== AIM OF THE EXERCISE ==
Every line of the entries with the word "without" in it should be shown.

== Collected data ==
PR #1269, opened 2025-04-24
Fix preSeal ordering w.r.t NamespaceStore

cipherboy:
Within preSeal, we faced a race condition:

 - NamespaceStore was first destroyed
 - Then RollbackManager was stopped.

In particular, this ordering means that any rollback functions which
relied on namespaces, such as the token or identity subsystems, would
occasionally panic.

This was only reported in CI, but the code path is reachable in
production systems and thus may have manifested in heavy load scenarios.

Tear down the namespace store as the very last thing, so that rollback
manager and any dangling mount options can access namespaces if
necessary.

---

cc: @wslabosz-reply @klaus-sap @satoqz @phyrog @voigt @driif

### DIFF
--- a/vault/namespaces_store.go
+++ b/vault/namespaces_store.go
@@ -529,6 +529,9 @@ func (ns *NamespaceStore) ModifyNamespaceByPath(ctx context.Context, path string
 func (ns *NamespaceStore) ListAllNamespaces(ctx context.Context, includeRoot bool) ([]*namespace.Namespace, error) {
 	defer metrics.MeasureSince([]string{"namespace", "list_all_namespaces"}, time.Now())
 
+	ns.lock.RLock()
+	defer ns.lock.RUnlock()
+
 	namespaces := make([]*namespace.Namespace, 0, len(ns.namespacesByUUID))
 	for _, entry := range ns.namespacesByUUID {
 		if !includeRoot && entry.ID == namespace.RootNamespaceID {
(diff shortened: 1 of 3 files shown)


vault/namespaces_store.go
```diff
@@ -599,6 +602,13 @@ func (ns *NamespaceStore) taintNamespace(ctx context.Context, namespaceToTaint *
 func (ns *NamespaceStore) DeleteNamespace(ctx context.Context, uuid string) (string, error) {
 	defer metrics.MeasureSince([]string{"namespace", "delete_namespace"}, time.Now())
 
+	// We grab a read lock here; the goroutine will acquire the write lock to
+	// actually remove the namespace, but we'll have exited prior to that (or,
+	// will be able to as we're not actively blocking that goroutine on lock
+	// write acquisition while holding this read lock as well).
+	ns.lock.RLock()
+	defer ns.lock.RUnlock()
```
satoqz, line 610: Sadly not the case, since we're also grabbing the write lock in the same Goroutine down below in `ns.taintNamespace(...)` so this is a deadlock. This is why `test-go(7)` currently times out.

Suggestion for lines 605-619:

```go
namespaceToDelete, err := ns.GetNamespace(ctx, uuid)
if err != nil {
	return "", err
}
if namespaceToDelete == nil {
	return "", nil
}
```

`GetNamespace` already checks invalidation, and releases the lock enough.

satoqz (approved):
Besides the locking party, makes sense to me!

driif:
Looks also good to me.

vault/namespaces_store.go
```diff
@@ -599,12 +602,20 @@ func (ns *NamespaceStore) taintNamespace(ctx context.Context, namespaceToTaint *
...
 		return "", err
 	}
 
-	namespaceToDelete, ok := ns.namespacesByUUID[uuid]
-	if !ok {
+	namespaceToDelete, err := ns.GetNamespace(ctx, uuid)
+	if err != nil {
+		return "", err
+	}
+	if namespaceToDelete == nil {
```
satoqz, line 618: nit: `GetNamespace` already calls `checkInvalidation`

cipherboy: Ah, nice catch! Fixed.

PR #1270, opened 2025-04-25
fix data races in namespace store

satoqz:
`test-go(7)` with data race detection currently fails `TestNamespaceStore`.

Both `ListAllNamespaces` and `DeleteNamespace` miss a read lock. It seems the data race test failure was caused by `ListAllNamespaces` running without a read lock while `clearNamespaceResources` held the write lock.


satoqz:
Ah, didn't notice this was already hidden in #1269. `test-go(7)` still fails over there though? Investigating 😄.

PR #1272, opened 2025-04-25
chore: remove artifacts in `dependencies/`

satoqz:
Can't help but notice `dependencies/2-25-21` stick out like a sore thumb any time I visit the repo's homepage.

Is `scripts/deps_upgrade.py` still in use, or can it be removed as well?


cipherboy:
I've not seen it used in a while, I'm happy removing it.

cipherboy (approved):
Thank you!

PR #1280, opened 2025-04-28
Support retrying PostgreSQL connection

cipherboy:
When starting OpenBao, we formerly assumed that the database instance was already up and running. In certain scenarios, such as executing in the context of Kubernetes, with a PGBouncer instance, or in Podman Compose, we might have a looser coupling of service availability. Support graceful retry logic in the initial connection handler to accommodate startup ordering issues.

### DIFF
--- a/physical/postgresql/postgresql.go
+++ b/physical/postgresql/postgresql.go
@@ -14,6 +14,7 @@ import (
 	"time"
 
 	"github.com/armon/go-metrics"
+	"github.com/cenkalti/backoff/v4"
 	log "github.com/hashicorp/go-hclog"
 	"github.com/hashicorp/go-secure-stdlib/parseutil"
 	"github.com/hashicorp/go-uuid"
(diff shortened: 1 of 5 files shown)


website/content/docs/configuration/storage/postgresql.mdx
```diff
@@ -79,6 +79,12 @@ to disable SSL.
   PostgreSQL 9.5 or later. Set to `true` if the database user does not have
   the required permissions; otherwise, OpenBao will fail to start.
 
+- `max_connect_retries` `(int: 1)` - Maximum number of retries to perform
+  when waiting for the database to be active. This uses exponential backoff,
+  starting with 15ms and increasing to 5s between retries. To ensure the
+  connection is active, issues a `SELECT RANDOM() as random` query. Can be
```
cipherboy, line 85: This is incorrect, we call `db.Ping(...)`, whose behavior isn't specified: https://pkg.go.dev/database/sql#DB.PingContext

> Ping verifies a connection to the database is still alive, establishing a connection if necessary.

physical/postgresql/postgresql.go
```diff
@@ -301,6 +317,38 @@ func connectionURL(conf map[string]string) string {
 	return connURL
 }
 
+func doRetryConnect(logger log.Logger, connURL string, retries uint64) (*sql.DB, error) {
+	db, err := sql.Open("pgx", connURL)
+	if err != nil {
+		return nil, fmt.Errorf("failed to connect to postgres: %w", err)
```
satoqz:
```suggestion
		return nil, err
```

else we get `failed to connect to postgres: failed to connect to postgres: ...`

satoqz (approved):

physical/postgresql/postgresql.go
cipherboy: Ahh yes, thank you!

cipherboy:
Based on @satoqz's review and the size of this change, I'm happy merging this. Thank you!

PR #1279, opened 2025-04-28
Move namespace resolution from http to core

satoqz:
Alternative to #1262
Resolves #1229, #1268

PR #1283, opened 2025-04-29
#1161 rebased on top of #1279, for testing :)

satoqz:
See https://github.com/openbao/openbao/pull/1279#issuecomment-2838831912


satoqz:
Having a hard time locally reproducing the failure in `vault.TestExpiration_Tidy`, but I've seen that one before while creating #1279 (and it then disappeared while fixing a bunch of other tests?)

Other than that, green I suppose.

cipherboy:
@satoqz Neat! That's good.

PR #1284, opened 2025-04-29
Add support for non-voting PostgreSQL nodes

cipherboy:
When running OpenBao against a replicated PostgreSQL cluster, certain
PostgreSQL nodes may not be able to perform writes as they are read-only
followers. OpenBao nodes on these clusters should not attempt write
operations and thus should not attempt to participate in leadership
elections.

Changing this value at runtime is currently impossible; standby nodes do
not have token information and thus if the active node is actively
marked as a non-voter (and no other voters remain), the cluster will be
without a leader. Promoting a leader would thus require changing the
configuration of a node and restarting. When standby nodes can handle
read-only requests (from an underlying storage PoV), live modification
could be added.

---

Blocked on #1280; will be rebased once that merges.


physical/postgresql/postgresql.go
```diff
@@ -238,6 +257,14 @@ func NewPostgreSQLBackend(conf map[string]string, logger log.Logger) (physical.B
 		upsert_function: quoted_upsert_function,
 	}
 
+	// Determine if we should participate in leadership elections. This can
+	// be changed at runtime but is not persisted.
+	nonVoter, err := permanentStandby(conf)
```
cipherboy, line 262: I'm not quite sure how to test this feature in CI. I think we'll want a replicated PGSQL environment, which I can set up with docker-compose, and then we'll also need the ability to modify a node's config and restart it. The restart part is difficult; the dockerized testcluster would let us do full binary testing (I'm not sure if it supports config file snippets but we could theoretically add it and PostgreSQL support), but we can't reliably restart these nodes with different configs after they were initially started up...

cipherboy:
I think this code is just broken, so we should close it and redo it.

PR #1288, opened 2025-05-01
Minor cleanup of the rekey webpage

OdyX:
The https://openbao.org/docs/commands/operator/rekey/ page has two minor issues:
* still references hashicorp as keybase key names
* one example has broken end-of-line handling in shell excerpt


cipherboy (approved):
Thank you @OdyX!

Out of curiosity, does Keybase support still work? For some reason I thought their service was being sunset.

OdyX:
> Out of curiosity, does Keybase support still work? For some reason I thought their service was being sunset.

It did for me today. Not a fan of their service, but it was an easy test to do as I already had an account with my GnuPG key there. Thanks for the quick merge!

PR #1296, opened 2025-05-05
Delete namespace-level quota on namespace deletion

satoqz:
Followup to #1161 and #1206 because it turns out "it depends" would have been the correct answer to https://github.com/openbao/openbao/pull/1161#discussion_r2068161550 😄

Quotas attached to a mount are automatically deleted on unmount, which ususally clears all namespace-specific quotas on namespace deletion.

There's one edge case where quota is not attached to the mount and thus not removed on namespace deletion yet:

`path=foo/bar` where `foo/bar` is a namespace, no mount path, no API path

---

cc @cipherboy @voigt @wslabosz-reply

### DIFF
--- a/vault/quotas/quotas.go
+++ b/vault/quotas/quotas.go
@@ -1204,6 +1204,49 @@ func (m *Manager) HandleRemount(ctx context.Context, from, to namespace.MountPat
 	return nil
 }
 
+// pruneQuota is a helper to delete quota entries from memdb and storage as part of
+// mount disabling or namespace deletion.
+// The caller must hold quotaLock in write mode and dbAndCacheLock in read/write mode.
+func (m *Manager) pruneQuota(ctx context.Context, txn *memdb.Txn, idx string, args ...any) error {
+	for _, quotaType := range quotaTypes() {
+		iter, err := txn.Get(quotaType, idx, args...)
+		if err != nil {
+			return err
+		}
+		for raw := iter.Next(); raw != nil; raw = iter.Next() {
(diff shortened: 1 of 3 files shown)


vault/quotas/quotas.go
```diff
@@ -1222,39 +1265,20 @@ func (m *Manager) HandleBackendDisabling(ctx context.Context, nsPath, mountPath
...
-					return fmt.Errorf("failed to delete quota from db after mount disabling; namespace %q, err %v", nsPath, err)
-				}
-				quota := raw.(Quota)
-				if err := m.storage.Delete(ctx, QuotaStoragePath(quotaType, quota.QuotaName())); err != nil {
-					return fmt.Errorf("failed to delete quota from storage after mount disabling; namespace %q, err %v", nsPath, err)
-				}
-			}
-		}
-		return nil
-	}
```
satoqz, line 1242: I decided to factor this out and have both the existing `HandleBackendDisabling` and the new `HandleNamespaceDeletion`. Technically this could have remained as a single function checking if `mountPath == ""`, but I thought I'd make intent clearer.

wslabosz-reply (commented):
Looks correct to me, I'd reckon this could use a single unit test that will showcase the deletion of the mount-less quota (with namespace deletion)

satoqz:
Tests added!

voigt (approved):
Looks Clean! Appreciate the comments.
LGTM

cipherboy (approved):
Definitely! Thanks @satoqz!

PR #1292, opened 2025-05-02
chore(tools): rm codechecker bin

bazaah:
## Change

This was erroneously checked in many moons ago in:

- hashicorp/vault@8c18f24b9da475c13f7908e609c5d4be24c773e6 hashicorp/vault#21611

and is now removed, in service of openbao/dev-wg#37

---

Resolves: openbao/dev-wg#37

PR #1297, opened 2025-05-05
Allow empty PostgreSQL connection URLs

cipherboy:
When using the PostgreSQL storage implementation, libpgx supports component-wise standard environment variables for connection information. This means that one complete connection string may not be present but the connection would still succeed. Support empty connection information as a result.

### DIFF
--- a/physical/postgresql/postgresql_test.go
+++ b/physical/postgresql/postgresql_test.go
@@ -6,6 +6,7 @@ package postgresql
 import (
 	"context"
 	"fmt"
+	"net/url"
 	"os"
 	"testing"
 	"time"
@@ -15,6 +16,7 @@ import (
 	"github.com/openbao/openbao/helper/testhelpers/postgresql"
 	"github.com/openbao/openbao/sdk/v2/helper/logging"
 	"github.com/openbao/openbao/sdk/v2/physical"
+	"github.com/stretchr/testify/require"
 )
 
 func TestPostgreSQLBackend(t *testing.T) {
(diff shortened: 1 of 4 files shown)


physical/postgresql/postgresql_test.go
```diff
@@ -444,3 +446,43 @@ func TestPostgreSQLBackend_NoCreateTables(t *testing.T) {
 	logger.Info("Running basic backend tests")
 	physical.ExerciseBackend(t, b)
 }
+
+func TestPostgreSQLBackend_PGEnv(t *testing.T) {
```
wslabosz-reply, line 450: interesting how it's requiring comment here, I could swear that it was not mandatory (by linter) for the `test` files, maybe new change?

cipherboy: @wslabosz-reply Yeah, it was enforced in the upstream repository. I think what happened was that @bazaah removed the existing precompiled binary in #1292, which was compiled for macOS. 

If you go to an earlier commit, #1251, and look at the code checks, it seems like it didn't actually execute: https://github.com/openbao/openbao/actions/runs/14597860000/job/40948279036

```
Run make ci-vet-codechecker
  make ci-vet-codechecker
  shell: /usr/bin/bash -e {0}
==> Checking that build is using go version >= 1.24.2...
==> Using go version 1.24.2...
go: not generating in packages in dependency modules
go: not generating in packages in dependency modules
```

It seems to silently fail to execute on Linux, if you drop in a MacOS binary. Joy!

JanMa (approved):
LGTM :+1:

physical/postgresql/postgresql_test.go
cipherboy: @wslabosz-reply I fixed this before merging. Thanks!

== RESPONSE FOR THIS EXERCISE ==
Both `ListAllNamespaces` and `DeleteNamespace` miss a read lock. It seems the data race test failure was caused by `ListAllNamespaces` running without a read lock while `clearNamespaceResources` held the write lock.
without a leader. Promoting a leader would thus require changing the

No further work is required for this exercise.